# Task to complete:
Records follow. Copy every line with "class".

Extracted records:
--- START ---

PR #686, opened 2020-03-06
ColorName tool

Inbal-Tish:
Adding ColorName tool (example in ColorPickerScreen) to find the name of the nearest color using a provided color name map.
Adding accessibility label to ColorSwatch component based on the ColorName tool.


src/style/index.js
```diff
@@ -25,5 +25,8 @@ module.exports = {
   },
   get AnimatableManager() {
     return require('./animatableManager').default;
+  },
+  get ColorName() {
```
ethanshar: What about keeping this class private and expose this functionality thru our Colors class.

src/components/colorPicker/ColorSwatch.js
```diff
@@ -143,6 +143,7 @@ export default class ColorSwatch extends PureBaseComponent {
         onPress={this.onPress}
         style={[this.styles.container, style]}
         onLayout={this.onLayout}
+        accessibilityLabel={ColorName.name(color)[1]}
```
ethanshar: can we simplify the functionality so it will return the color name instead of an array. 
I think the array is a little confusing as a return value, and since we're exporting this functionality I think it will be more clear if it would just return a string name

Inbal-Tish: The thing is that the color returned is not necessarily the original color so I think it's important to return the hex as well. The last value is an indication if the original color is part of the map and will allow adding colors to the map when we'll want this functionality in the future. If we go to the mask this in our Colors class we can return only the name string.

src/style/colorNameMap.js
```diff
@@ -0,0 +1,1585 @@
+const colorNameMap = [
```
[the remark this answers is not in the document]
Inbal-Tish: I copied it from 'name that color' library.

src/style/index.js
Inbal-Tish: I can do that.

src/style/colorNameMap.js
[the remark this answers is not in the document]
Inbal-Tish: credits added

src/style/index.js
Inbal-Tish: I added `getColorName` to Colors class but I didn't turn `ColorName` to private in case someone will need the full array returned from `name()` method.

src/components/colorPicker/ColorSwatch.js
Inbal-Tish: Moved example to use `Colors.getColorName(color)`

src/style/index.js
ethanshar: 👍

--- END ---

# Completed task:
ethanshar: What about keeping this class private and expose this functionality thru our Colors class.
@@ -143,6 +143,7 @@ export default class ColorSwatch extends PureBaseComponent {
Inbal-Tish: The thing is that the color returned is not necessarily the original color so I think it's important to return the hex as well. The last value is an indication if the original color is part of the map and will allow adding colors to the map when we'll want this functionality in the future. If we go to the mask this in our Colors class we can return only the name string.
Inbal-Tish: I added `getColorName` to Colors class but I didn't turn `ColorName` to private in case someone will need the full array returned from `name()` method.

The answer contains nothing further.